Platforms that intermediaries depend on can decide to serve customers directly, capturing the margin the intermediary previously earned through a structural threat that intensifies as the platform accumulates the data and relationships needed to bypass its own participants.
How platforms that intermediaries depend on can become their most dangerous competitors by using the data and relationships flowing through the platform to serve customers directly.
Introduction
A retailer builds a successful business selling products through an e-commerce platform. The platform provides the customer traffic, the payment processing, the logistics infrastructure, and the search placement that the retailer depends on for the majority of its sales. The retailer grows, and the platform observes — which products sell best, at what prices, to which customers, with what margins.
The platform then launches its own competing products in the retailer's most profitable categories, using the data it gathered from hosting the retailer's transactions to optimize its own offering. The retailer that built its business on the platform now competes against the platform itself — with the platform possessing superior data, superior placement, and control over the infrastructure the retailer cannot abandon.
This is platform disintermediation — the structural risk that arises when a business depends on a platform that has both the capability and the incentive to replace the intermediary's function. The risk is inherent in the platform relationship: the same data flows, customer relationships, and infrastructure access that make the platform valuable to the intermediary also provide the platform with the information and capability to serve the intermediary's customers directly. The intermediary adds value to the platform in the short term while providing the platform with the intelligence to eliminate the intermediary in the long term.

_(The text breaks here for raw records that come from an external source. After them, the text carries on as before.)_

Issue #5, opened 2019-05-15
whitespace/layout changes to python.Portfile template


reneeotten:
Ideally, the layout/whitespaces within the ```if {${name} ne ${subport}} { }``` block should be the same irrespective of which/how many dependency types are present.

Try packaging ```setuptools```, ```upt``` and ```pytest``` as examples of the different scenarios and make sure the layout is the same as below (i.e., no newline at the beginning of the if-block and one newline between the different dependency types, and the livecheck):
```
if {${name} ne ${subport}} {
    depends_build-append \
                    port:py${python.version}-setuptools

    depends_lib-append \
                    port:py${python.version}-???

    depends_test-append \
                    port:py${python.version}-???

   livecheck.type  none
```

Steap:
Is there a linter that could help us check that the spacing is right?

reneeotten:
> Is there a linter that could help us check that the spacing is right?

no, there is not. ```port lint --nitpick <portname>``` will detect several issues, but regardless of the whitespace the syntax of the Portfile is correct. It's just that for most Portfiles this whitespacing is used and (in my opinion) it also adds to the readability so I would like to have ```upt``` generate it like this.

Steap:
Fixed in  156b5ed.

PR #10, opened 2019-05-18
Update Layout for python portfile

Korusuke:
Issue #5 

Two blank lines feel weird but that is what works :)

### DIFF
--- a/upt_macports/templates/python.Portfile
+++ b/upt_macports/templates/python.Portfile
@@ -19,24 +19,28 @@ distname            ${python.rootname}-${version}
 python.versions     37
 
 if {${name} ne ${subport}} {
-
     depends_build-append \
                     port:py${python.version}-setuptools
-    {% if pkg.upt_pkg.requirements.run|length > 0 %}
+    {%- if pkg.upt_pkg.requirements.run|length > 0 %}
+
+
     depends_lib-append \
                     {% for i in pkg.upt_pkg.requirements.run|sort(attribute='name') %}
                     port:py${python.version}-{{i.name}}{% if not loop.last %} \
                     {% endif %}
                     {% endfor %}
     {% endif %}
+    {%- if pkg.upt_pkg.requirements.test|length > 0 %}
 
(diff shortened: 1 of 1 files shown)


Korusuke:
This is the output after current changes:

setuptools :
```
if {${name} ne ${subport}} {
    depends_build-append \
                    port:py${python.version}-setuptools

    livecheck.type  none
}
```

upt :
```
if {${name} ne ${subport}} {
    depends_build-append \
                    port:py${python.version}-setuptools

    depends_lib-append \
                    port:py${python.version}-spdx-lookup

    livecheck.type  none
}
```

pytest :
```
if {${name} ne ${subport}} {
    depends_build-append \
                    port:py${python.version}-setuptools

    depends_lib-append \
                    port:py${python.version}-atomicwrites \
                    ...
                    port:py${python.version}-wcwidth

    depends_test-append \
                    port:py${python.version}-argcomplete \
                    ...
                    port:py${python.version}-requests

    livecheck.type  none
}
```

reneeotten:
> Two blank lines feel weird but that is what works :)

It indeed works, but I agree with you that it looks a little weird in the template. I would need to look a bit more at the ```ninja``` syntax if there is some other way that will give the same output - it not, I guess this would be okay.

reneeotten:
okay, I spend an hour or so looking at the documentation and doing some trial-and-error attempts to get the newlines where we want them..... I was hoping for a more of "what-you-see-is-what-you-get" approach by putting the empty lines where we actually want them, but without much/any success ;) 
There are settings in ```upt_macports.py``` that probably determine some of this stuff for the ```ninja2``` templates, but I haven't figured it out yet.

Since your solution works, despite the slight weirdness of the two empty lines in the template, I am inclined to merge this as "it works and probably nobody is going to change this anymore". Unless @Steap has some insight and we can come up quickly with something else; otherwise let's move on and we can look at this again if we're bored!

Steap:
@reneeotten Yeah, there are also a few variables (such as keep_trailing_newline) that are interesting when creating the Jinja2 environment, but I can never understand/remember how everything works.

Let's merge this :)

Understanding platform disintermediation risk structurally means examining when and why platforms choose to disintermediate their partners, what determines which intermediaries are most vulnerable, and how businesses can protect themselves from the structural threat of platform competition.
Core Concept
The disintermediation dynamic is driven by the platform's access to transaction data. Every transaction that flows through a platform generates data about what customers want, how much they pay, how frequently they purchase, and which intermediaries serve them most profitably. This data — a byproduct of the platform's intermediation function — provides the intelligence the platform needs to identify the most attractive market segments and develop direct offerings. The platform's decision to disintermediate is rational: it captures the intermediary's margin on the most profitable transactions while retaining the intermediary's participation on less profitable ones.
The vulnerability of specific intermediaries to disintermediation depends on the replaceability of their value-add. Intermediaries whose contribution is primarily logistics — moving product from manufacturer to customer — are highly vulnerable because logistics is a scalable commodity that platforms can replicate or replace. Intermediaries whose contribution is specialized expertise — selecting products, providing advice, offering customization, or curating for specific customer needs — are less vulnerable because expertise is harder for the platform to replicate at scale. The strength of the intermediary's non-logistical value-add determines the durability of its position against platform encroachment.
The platform's incentive to disintermediate is strongest when the intermediary serves large, homogeneous market segments with standardized needs. Serving a million customers who want the same product is operationally straightforward for a platform. Serving a thousand customers who each need customized solutions is operationally complex and may not justify the platform's investment. The intermediary's safety lies in the complexity and heterogeneity of its customer base — the more customized, specialized, and relationship-dependent the service, the less attractive it is for platform self-service replacement.
The asymmetry of the platform relationship creates the structural vulnerability. The intermediary depends on the platform for customer access, infrastructure, and visibility — dependencies that are difficult and costly to replicate independently. The platform does not depend on any individual intermediary — it can replace one intermediary with another, or with its own operations, without significant disruption. This asymmetric dependency means the intermediary has limited bargaining power and limited ability to resist the platform's competitive encroachment.